== Your instructions ==
A complete, exact copy of the records below is the required result.
*-*-*
PR #12382, opened 2019-06-24
[WFLY-12255 ][WFLY-951] adjustment of the fix for expiry scanner definition

ochaloup:
https://issues.jboss.org/browse/WFLY-12255 (follow-up to https://issues.jboss.org/browse/WFLY-951)

By Narayana functionality the expiry scanner class name can be defined with shortened version of the property name or with property qualified with full class name.

### DIFF
--- a/transactions/src/main/java/org/jboss/as/txn/service/ArjunaRecoveryManagerService.java
+++ b/transactions/src/main/java/org/jboss/as/txn/service/ArjunaRecoveryManagerService.java
@@ -110,7 +110,8 @@ public class ArjunaRecoveryManagerService implements Service<RecoveryManagerServ
         recoveryExtensions.add(SubordinateAtomicActionRecoveryModule.class.getName());
 
         final List<String> expiryScanners;
-        if (System.getProperty("RecoveryEnvironmentBean.expiryScannerClassNames") != null) {
+        if (System.getProperty("RecoveryEnvironmentBean.expiryScannerClassNames") != null ||
+                System.getProperty("com.arjuna.ats.arjuna.common.RecoveryEnvironmentBean.expiryScannerClassNames") != null) {
             expiryScanners = recoveryEnvironmentBean.getExpiryScannerClassNames();
         } else {
             expiryScanners = new ArrayList<String>();


ochaloup:
Retesting locally. I run the single test and the whole fleet of clustering tests as well and all passed. I updated the PR with master and pushed to check the CI.

kabir:
@ochaloup I see `"RecoveryEnvironmentBean.expiryScannerClassNames` shows up in the testsuite. Does it make sense to do a similar test for `com.arjuna.ats.arjuna.common.RecoveryEnvironmentBean.expiryScannerClassNames`?

https://issues.jboss.org/browse/WFLY-951 is very old, I think you should create a new issue following up on that one

ochaloup:
@kabir thanks for your points. I created a new jira and changed the commit description.
But I'm not sure about the testsuite. It's a Narayana specific feature which is tested in the Narayana testsuite. There is no test in WildFly testsuite that would touch this functionality. There is only one place where I can see the name and that's under {{iiop}} testsuite module but that configuration value has no influence on any test there.
If you don't mind I would leave this as functionality for Narayana unit testing. But if you think differently, please, let me know and I will create some.

bstansberry:
@chengfang @tadamski Does the failure in https://ci.wildfly.org/viewLog.html?buildId=156858&buildTypeId=WF_PullRequest_LinuxSm indicate a problem in the EJB timer service handling? The stack trace looks like the code trying to persist the timer is failing.

I'm not sure why that only fails intermittently. Started failing on June 10.

https://ci.wildfly.org/project.html?projectId=WF_PullRequest&buildTypeId=&tab=testDetails&testNameId=-2932164008050579664&order=TEST_STATUS_DESC&branch_WF_PullRequest=__all_branches__&itemsCount=50

Not related to this PR.

chengfang:
@bstansberry the failure doesn't look like from ejb timer processing.  It's failure to get timer db connection, which was in turn casued by security permission check. I guess it will pass if running without security manager.  Not sure if it always fails with sm on.  I'll create a separate issue to track it.

ochaloup:
@kabir just by interest, is there something more to provide for this could be merged?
*-*-*
== Exercise response ==
PR #12382, opened 2019-06-24
[WFLY-12255 ][WFLY-951] adjustment of the fix for expiry scanner definition

ochaloup:
https://issues.jboss.org/browse/WFLY-12255 (follow-up to https://issues.jboss.org/browse/WFLY-951)

By Narayana functionality the expiry scanner class name can be defined with shortened version of the property name or with property qualified with full class name.

### DIFF
--- a/transactions/src/main/java/org/jboss/as/txn/service/ArjunaRecoveryManagerService.java
+++ b/transactions/src/main/java/org/jboss/as/txn/service/ArjunaRecoveryManagerService.java
@@ -110,7 +110,8 @@ public class ArjunaRecoveryManagerService implements Service<RecoveryManagerServ
         recoveryExtensions.add(SubordinateAtomicActionRecoveryModule.class.getName());
 
         final List<String> expiryScanners;
-        if (System.getProperty("RecoveryEnvironmentBean.expiryScannerClassNames") != null) {
+        if (System.getProperty("RecoveryEnvironmentBean.expiryScannerClassNames") != null ||
+                System.getProperty("com.arjuna.ats.arjuna.common.RecoveryEnvironmentBean.expiryScannerClassNames") != null) {
             expiryScanners = recoveryEnvironmentBean.getExpiryScannerClassNames();
         } else {
             expiryScanners = new ArrayList<String>();


ochaloup:
Retesting locally. I run the single test and the whole fleet of clustering tests as well and all passed. I updated the PR with master and pushed to check the CI.

kabir:
@ochaloup I see `"RecoveryEnvironmentBean.expiryScannerClassNames` shows up in the testsuite. Does it make sense to do a similar test for `com.arjuna.ats.arjuna.common.RecoveryEnvironmentBean.expiryScannerClassNames`?

https://issues.jboss.org/browse/WFLY-951 is very old, I think you should create a new issue following up on that one

ochaloup:
@kabir thanks for your points. I created a new jira and changed the commit description.
But I'm not sure about the testsuite. It's a Narayana specific feature which is tested in the Narayana testsuite. There is no test in WildFly testsuite that would touch this functionality. There is only one place where I can see the name and that's under {{iiop}} testsuite module but that configuration value has no influence on any test there.
If you don't mind I would leave this as functionality for Narayana unit testing. But if you think differently, please, let me know and I will create some.

bstansberry:
@chengfang @tadamski Does the failure in https://ci.wildfly.org/viewLog.html?buildId=156858&buildTypeId=WF_PullRequest_LinuxSm indicate a problem in the EJB timer service handling? The stack trace looks like the code trying to persist the timer is failing.

I'm not sure why that only fails intermittently. Started failing on June 10.

https://ci.wildfly.org/project.html?projectId=WF_PullRequest&buildTypeId=&tab=testDetails&testNameId=-2932164008050579664&order=TEST_STATUS_DESC&branch_WF_PullRequest=__all_branches__&itemsCount=50

Not related to this PR.

chengfang:
@bstansberry the failure doesn't look like from ejb timer processing.  It's failure to get timer db connection, which was in turn casued by security permission check. I guess it will pass if running without security manager.  Not sure if it always fails with sm on.  I'll create a separate issue to track it.

ochaloup:
@kabir just by interest, is there something more to provide for this could be merged?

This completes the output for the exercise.